# Task to complete:
Which of the lines below hold "findByName"? Please return each one.

***** Dataset extract *****

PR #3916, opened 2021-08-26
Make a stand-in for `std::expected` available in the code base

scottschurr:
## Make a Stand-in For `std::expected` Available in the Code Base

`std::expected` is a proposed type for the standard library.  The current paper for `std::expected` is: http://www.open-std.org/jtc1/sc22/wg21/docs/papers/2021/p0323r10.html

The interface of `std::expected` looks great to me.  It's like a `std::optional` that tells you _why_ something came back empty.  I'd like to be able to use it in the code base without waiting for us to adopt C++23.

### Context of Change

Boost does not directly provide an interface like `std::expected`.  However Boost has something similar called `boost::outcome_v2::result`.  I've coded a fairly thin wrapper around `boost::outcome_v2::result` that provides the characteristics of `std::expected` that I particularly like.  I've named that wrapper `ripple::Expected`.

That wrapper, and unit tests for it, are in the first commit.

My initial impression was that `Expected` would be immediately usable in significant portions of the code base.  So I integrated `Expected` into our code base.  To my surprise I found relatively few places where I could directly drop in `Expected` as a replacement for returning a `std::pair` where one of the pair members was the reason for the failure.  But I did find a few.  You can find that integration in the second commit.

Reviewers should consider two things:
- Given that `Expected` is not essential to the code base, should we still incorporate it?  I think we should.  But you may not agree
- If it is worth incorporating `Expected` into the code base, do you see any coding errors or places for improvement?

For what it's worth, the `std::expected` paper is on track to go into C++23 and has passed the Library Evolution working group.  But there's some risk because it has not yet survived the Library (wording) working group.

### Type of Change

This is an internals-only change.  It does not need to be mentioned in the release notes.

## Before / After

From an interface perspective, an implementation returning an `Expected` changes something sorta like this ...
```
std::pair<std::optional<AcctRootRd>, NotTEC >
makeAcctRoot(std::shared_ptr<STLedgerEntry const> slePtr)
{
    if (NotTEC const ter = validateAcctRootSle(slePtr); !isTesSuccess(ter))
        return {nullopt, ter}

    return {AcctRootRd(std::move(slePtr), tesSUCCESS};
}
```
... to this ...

*****
***** Dataset extract *****

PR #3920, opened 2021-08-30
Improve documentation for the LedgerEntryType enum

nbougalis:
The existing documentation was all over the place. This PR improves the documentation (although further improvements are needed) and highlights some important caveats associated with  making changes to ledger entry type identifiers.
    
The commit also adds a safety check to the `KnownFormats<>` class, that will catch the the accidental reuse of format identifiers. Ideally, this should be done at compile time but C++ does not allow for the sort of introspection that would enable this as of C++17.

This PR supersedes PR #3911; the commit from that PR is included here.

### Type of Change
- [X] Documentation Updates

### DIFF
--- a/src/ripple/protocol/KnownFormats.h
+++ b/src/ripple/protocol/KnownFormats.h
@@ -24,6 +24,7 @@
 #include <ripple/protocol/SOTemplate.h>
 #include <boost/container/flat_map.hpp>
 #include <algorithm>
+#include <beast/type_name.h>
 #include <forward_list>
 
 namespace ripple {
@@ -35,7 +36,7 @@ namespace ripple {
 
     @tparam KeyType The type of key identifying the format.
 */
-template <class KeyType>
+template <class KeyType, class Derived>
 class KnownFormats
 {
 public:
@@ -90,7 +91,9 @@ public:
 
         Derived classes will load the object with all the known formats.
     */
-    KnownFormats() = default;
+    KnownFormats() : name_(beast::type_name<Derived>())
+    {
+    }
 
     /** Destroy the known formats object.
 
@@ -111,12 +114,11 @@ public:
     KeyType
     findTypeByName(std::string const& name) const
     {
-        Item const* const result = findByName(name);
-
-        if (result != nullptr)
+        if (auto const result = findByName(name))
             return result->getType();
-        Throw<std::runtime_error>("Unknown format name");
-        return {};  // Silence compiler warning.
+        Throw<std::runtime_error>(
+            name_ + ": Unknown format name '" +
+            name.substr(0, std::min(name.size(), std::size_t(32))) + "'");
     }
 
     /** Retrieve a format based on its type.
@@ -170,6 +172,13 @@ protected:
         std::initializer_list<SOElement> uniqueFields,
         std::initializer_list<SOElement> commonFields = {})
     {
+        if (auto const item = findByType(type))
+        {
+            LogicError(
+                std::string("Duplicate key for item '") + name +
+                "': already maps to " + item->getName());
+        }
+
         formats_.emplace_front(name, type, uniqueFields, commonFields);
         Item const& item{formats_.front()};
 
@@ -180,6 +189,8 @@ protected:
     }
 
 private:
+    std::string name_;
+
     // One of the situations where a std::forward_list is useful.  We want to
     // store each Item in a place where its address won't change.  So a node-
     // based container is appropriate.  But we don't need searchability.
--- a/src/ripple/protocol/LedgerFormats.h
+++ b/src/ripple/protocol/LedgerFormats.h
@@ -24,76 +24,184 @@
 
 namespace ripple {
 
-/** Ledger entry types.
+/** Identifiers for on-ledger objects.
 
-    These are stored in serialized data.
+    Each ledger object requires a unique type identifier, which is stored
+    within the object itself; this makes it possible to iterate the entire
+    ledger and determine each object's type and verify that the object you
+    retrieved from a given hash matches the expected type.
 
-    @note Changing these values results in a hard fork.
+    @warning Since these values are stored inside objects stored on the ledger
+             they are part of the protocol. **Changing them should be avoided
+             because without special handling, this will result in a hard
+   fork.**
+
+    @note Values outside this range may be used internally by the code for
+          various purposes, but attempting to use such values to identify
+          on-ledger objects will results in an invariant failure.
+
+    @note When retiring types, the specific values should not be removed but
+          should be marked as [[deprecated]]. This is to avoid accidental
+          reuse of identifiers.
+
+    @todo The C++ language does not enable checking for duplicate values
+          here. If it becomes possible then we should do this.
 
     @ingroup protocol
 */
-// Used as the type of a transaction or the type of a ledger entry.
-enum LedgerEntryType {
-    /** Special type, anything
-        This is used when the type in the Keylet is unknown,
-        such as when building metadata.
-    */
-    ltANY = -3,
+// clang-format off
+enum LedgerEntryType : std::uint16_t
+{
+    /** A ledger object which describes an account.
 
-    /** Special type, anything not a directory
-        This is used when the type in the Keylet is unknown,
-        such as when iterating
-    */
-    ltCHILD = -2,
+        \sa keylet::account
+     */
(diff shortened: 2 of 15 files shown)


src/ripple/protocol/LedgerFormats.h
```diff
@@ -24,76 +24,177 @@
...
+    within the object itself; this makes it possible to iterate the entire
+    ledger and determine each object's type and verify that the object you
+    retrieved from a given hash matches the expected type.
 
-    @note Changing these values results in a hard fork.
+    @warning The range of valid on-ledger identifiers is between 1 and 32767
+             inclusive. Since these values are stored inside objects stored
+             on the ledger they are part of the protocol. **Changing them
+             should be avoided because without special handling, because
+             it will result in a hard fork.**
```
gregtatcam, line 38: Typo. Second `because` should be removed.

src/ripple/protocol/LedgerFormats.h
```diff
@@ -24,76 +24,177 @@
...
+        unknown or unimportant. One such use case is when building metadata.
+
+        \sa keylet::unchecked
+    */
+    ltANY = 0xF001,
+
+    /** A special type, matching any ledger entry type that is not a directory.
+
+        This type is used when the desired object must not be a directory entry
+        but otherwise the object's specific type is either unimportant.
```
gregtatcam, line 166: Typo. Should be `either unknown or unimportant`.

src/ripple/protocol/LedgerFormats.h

*****

# Output of the exercise:
-        Item const* const result = findByName(name);
+        if (auto const result = findByName(name))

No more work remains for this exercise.